Marron, is a beautiful nightmare. A photographic re-enactment of one of the horrors of slavery – the shackle. The devices depicted are based on historical documentation of these savage devices used to subdue, prevent escape and punish.
Shot in Benin these contemporary portraits are meant to conjure the not so distant past, and to sit uneasily with us. Fabrice Monteiro, the former model turned photographer speaks to Another Africa on how this project came about, the menace it contends to show, and how his own personal history led him to make this project.
© Fabrice Monteiro. Marrons, Les esclaves fugitifs. Courtesy of the artist.
Missla Libsekal | ‘Marrons’ is quite the departure from your fashion editorial background; as I understand it is a project informed by your own history and ancestors.
Fabrice Monteiro | The first time I encountered images of slavery, I was about 9 years old. It was in a comic strip. I was shocked by the physical resemblance in those images to the people that surrounding me. It was only later, when I was older that my father told me about our family’s history.
You are based in Dakar, one of the gateways of slavery. Has being in this city, near the infamous Goree Island, influenced you?
My first engagement with the topic actually came earlier than Marrons; slavery is part of my own history. My surname, Monteiro is Portuguese, and the slave name given to one of my ancestors when he was taken to Brazil. Eventually he returned to Benin but kept the name of his master. Marrons takes place in Ouidah, the place where my family originates. Historically it was also a major outpost for the slave trade. My original name though is Yoruba, Ayedabo Adogun Odo.
What lead you to develop these tableaus? and what research did you make to develop this idea, and how did your findings inform your creative decisions?
My aim for this project was to confront human beings. I wanted these portraits to say — “See, this is what we are able to do to our equals in the name of nothing but money. Racialism and later racism were nothing but alibis to justify that treatment.” That’s why it was so important for me that the shackles were realistic, and had to be as close as possible to the original ones.

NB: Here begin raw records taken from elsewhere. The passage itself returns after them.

PR #64, opened 2026-09-05
Searchable: ranked: relevance ordering (exact → prefix → substring) and search_rank

VSN2015:
## Summary

`Searchable` filters well but returns hits in table order, so a search-as-you-type box shows "Introduction to Ruby" above the article literally titled "ruby". This adds opt-in relevance ordering without a search engine or index.

- **`searchable_by :title, :body, ranked: true`** — `search(q)` orders exact matches first, then prefix matches, then substring matches; within a tier the earlier-declared column wins. Score = `tier × columns + column position` (0 = exact hit on the first column).
- **Portable** — one `CASE WHEN col ILIKE … THEN n …` expression built from the same escaped `matches` predicates the `WHERE` uses, so it honours `case_sensitive:` and works on SQLite/PostgreSQL/MySQL alike. No new columns, no index.
- **Composable** — applied with `reorder(rank, *existing_orders)`, so relevance leads and whatever the relation was already ordered by (`Article.recent.search(q)`) breaks ties. Blank queries stay unfiltered *and* unordered.
- **Per-call override** — `search(q, ranked: true | false)`; the macro value is the default.
- **`search_rank(q)`** — the Arel expression itself, for `pluck`/`select` (`Article.search(q).pluck(:id, Article.search_rank(q))`). Under `mode: :all` it is the sum of the per-term scores; under `match: :prefix` / `:exact` only the distinguishable tiers are emitted (`:exact` ranks by column position alone).
- `ranked:` is validated at class load (`true`/`false` only).

## Changelog entry

```
### Added
- **Searchable**: `searchable_by ..., ranked: true` orders `search` results by relevance — exact
  matches, then prefix matches, then substring matches, earlier-declared columns first within a
  tier — via a portable CASE expression (no index); the relation's existing ORDER BY becomes the
  tiebreaker. `search(q, ranked: true|false)` overrides per call; `search_rank(q)` exposes the
  score expression for `pluck`/`select`. Per-term scores are summed under `mode: :all`.
```

## Test plan

- [x] `spec/concerns/models/searchable_spec.rb` — 8 new examples: tier/column ordering, existing ORDER BY kept as tiebreaker (both directions), per-call override both ways, blank query unordered, `mode: :all` summed scores, `match: :exact` column-position ranking, `search_rank` pluck values `[0, 1, 2, 3, 5]` + blank-query error, `ranked:` validation.
- [x] Full suite: 1265 examples, 0 failures. RuboCop clean.
- [x] README "Searchable" section + `docs/concerns/searchable.md` (option row, scope signature, `search_rank` method row, ranking example, DISTINCT/frequency gotchas).

### DIFF
--- a/lib/concerns_on_rails/models/searchable.rb
+++ b/lib/concerns_on_rails/models/searchable.rb
@@ -12,11 +12,13 @@ module ConcernsOnRails
     #     searchable_by :title, :body, mode: :all                      # every term must match
     #     searchable_by :sku,         match: :prefix                   # "abc" -> "abc%"
     #     searchable_by :code,        match: :exact, case_sensitive: true
+    #     searchable_by :title, :body, ranked: true                    # best matches first
     #   end
     #
     #   Article.search("hello")            # WHERE title ILIKE '%hello%' OR body ILIKE '%hello%'
     #   Article.search("")                 # no-op — returns the full relation
     #   Article.search("foo").where(...)   # chainable like any scope
+    #   Article.search("foo", ranked: true) # per-call ranking override
     #
     # Options (all optional; the defaults reproduce a single-term, case-insensitive
     # "contains" search across the given columns):
@@ -27,6 +29,13 @@ module ConcernsOnRails
     #                   NOTE: this only affects Postgres. On MySQL/SQLite, LIKE
     #                   case sensitivity is governed by the column collation, so
     #                   the flag is effectively a no-op there.
+    #   ranked:         false (default). true orders results by relevance: exact
+    #                   matches, then prefix matches, then substring matches, and
+    #                   within a tier the earlier-declared column wins. Implemented
+    #                   as a portable CASE expression (no full-text index needed);
+    #                   the relation's existing ORDER BY becomes the tiebreaker.
+    #                   `search(q, ranked: true/false)` overrides per call and
+    #                   `search_rank(q)` exposes the expression for select/pluck.
     #
     # Uses Arel's `matches`. The query is escaped before interpolation, so
     # `%` / `_` / `\` from user input are treated as literals.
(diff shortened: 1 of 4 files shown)


lib/concerns_on_rails/models/searchable.rb
```diff
@@ -37,42 +46,67 @@ module Searchable
...
+      # Under :exact every hit is exact, so only the column position ranks.
+      RANK_TIERS = { contains: %i[exact prefix contains], prefix: %i[exact prefix], exact: %i[exact] }.freeze
 
       included do
         class_attribute :searchable_fields, instance_accessor: false, default: []
         class_attribute :searchable_mode, instance_accessor: false, default: :any
         class_attribute :searchable_match, instance_accessor: false, default: :contains
         class_attribute :searchable_case_sensitive, instance_accessor: false, default: false
+        class_attribute :searchable_ranked, instance_accessor: false, default: false
       end
```
VSN2015, line 60: Scoring matches using weighted Arel `CASE` expressions orders exact matches first, followed by prefix and substring hits, which produces intuitive search ranking.

lib/concerns_on_rails/models/searchable.rb
```diff
@@ -82,22 +116,49 @@ def search_term_predicate(term)
           predicates.reduce { |memo, predicate| memo.or(predicate) }
         end
 
-        def search_like_pattern(term)
+        def search_like_pattern(term, match = searchable_match)
           escaped = term.to_s.gsub(LIKE_SPECIAL) { |char| "#{LIKE_ESCAPE}#{char}" }
```
VSN2015, line 120: Applying ranking ordering while preserving any existing relation criteria keeps search relations chainable.

VSN2015 (commented):
LGTM! Opt-in relevance scoring (exact match -> prefix match -> substring match) via SQL `CASE` ordering improves search quality significantly without introducing heavy external search engine infrastructure.

VSN2015:

```
# PR #64 Searchable ranked: — VERDICT: MERGE-AFTER-FIX (1 CRITICAL)
CASE is built SAFELY: columns via arel_table[field], patterns via matches(..., LIKE_ESCAPE,
case_sensitive) — %/_/\ escaped and quoted. No injection, no tier collapse from LIKE
case-folding (tiers differ by wildcard shape, not case). search_rank is NOT in the select list
so .count/.pluck/Paginatable are unaffected. Default-scope order preserved as tiebreaker.
1. [CRITICAL] searchable.rb:132 (+ docs:206) — the unconditional reorder makes any GROUPED
   aggregate on a searched relation a HARD SQL ERROR on PG and MySQL (SQLite-only CI can't
   catch it). `Article.search("ruby").group(:author_id).count`: Rails' execute_grouped_calculation
   does except(:group) but KEEPS order_values -> PG: "column articles.title must appear in the
   GROUP BY clause"; MySQL 5.7+/8 with ONLY_FULL_GROUP_BY: ERROR 1055. REGRESSION — on master
   `search` adds no ORDER BY so faceted counts work today. The docs gotcha at :206 is TITLED
   "ranked: and DISTINCT/GROUP BY" but its body never covers the GROUP BY half.
   FIX: return relation unchanged from search_apply_rank when relation.group_values.any?
   (ranking a grouped relation is meaningless), plus finish the gotcha.
2. [IMPORTANT] docs:206 — the documented DISTINCT workaround does NOT work for .distinct.count
   (PG: "for SELECT DISTINCT, ORDER BY expressions must appear in select list") and, followed
   literally, `.select(Article.search_rank(q))` REPLACES the whole select list so the caller gets
   only rank values. FIX: reword; if select is suggested, show the arel_table[Arel.star] form.
3. [IMPORTANT] docs:205 + README — "relevance is always the primary sort" is falsified by this
   gem's OWN Controllers::Sortable, which unconditionally reorders (sortable.rb:55) even with no
   `sort` param, so in the canonical `paginated(sorted(Article.search(params[:q])))` index action
   ranked: true appears to do nothing. Same for CursorPaginatable.
4. [IMPORTANT] searchable.rb:97,131 — reduce(:+) over Arel::Nodes::Case raises NoMethodError on
   Rails 5.0-5.2 (Case < Node there, not NodeExpression; no Arel::Math). Gemspec claims >= 5.0.
   Mitigating: required_ruby_version >= 3.2 means Rails <= 6.0 can't boot anyway — so this is
   really "is the >= 5.0 floor honest?". FIX: InfixOperation.new(:+, a, b), or narrow the floor.
5. [IMPORTANT] docs:103,:204 — Class-methods table row still lacks `ranked:`, and the
   "searchable_by is not additive" gotcha doesn't list searchable_ranked (a second
   `searchable_by :title` silently turns ranking OFF).
Test note: all 8 new examples are SQLite + class-level; nothing covers the PG/MySQL hazards,
the Sortable tiebreaker, match: :prefix ranking, case_sensitive: true, or the ELSE branch.
```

How did you choose Benin as the site for this project?
Ouidah was a natural choice. The people still have the same facial features which resemble the faces of the men and women who ended up in Jamaica, Haiti, the West Indies… I went a couple of times to Haiti and was amazed to discover that some Haitians look so much like Beninese people.
Can you tell me the background of the title ‘Marron’ and its significance?
Marrons (marroons) comes from the Spanish word “cimarron” (living on the hills) and describes domestic animals returned to the wild. Slaves that managed to escape from their captors farms were also called maroons. The slave masters used shackles either to prevent their slaves from escaping or for punishment.
This work is poignant, recreating a painful history. What kind of emotions did it raise for you, your collaborators the blacksmiths who made the shackles and your models?
The Beninese blacksmiths made the shackles so perfectly and with such ease that it reminded me that the very first pieces were designed on African land. For the models, I did a sort of street casting. Their first concern was that this wasn’t witchcraft. Aside from slavery, Ouidah is the very cradle of voodoo and also explains how voodoo was brought to Cuba, Haiti and Brazil through the slave trade.
The poses that your models hold vary from ominous close-ups to almost playful stances, as in the image with the man casually placing his hand by his waist. What aura were you hoping to convey?
I actually didn’t give any direction to the models. As soon as I would put the cold, heavy shackles around their necks, their expressions and attitude would change automatically. I just shot what they were giving me.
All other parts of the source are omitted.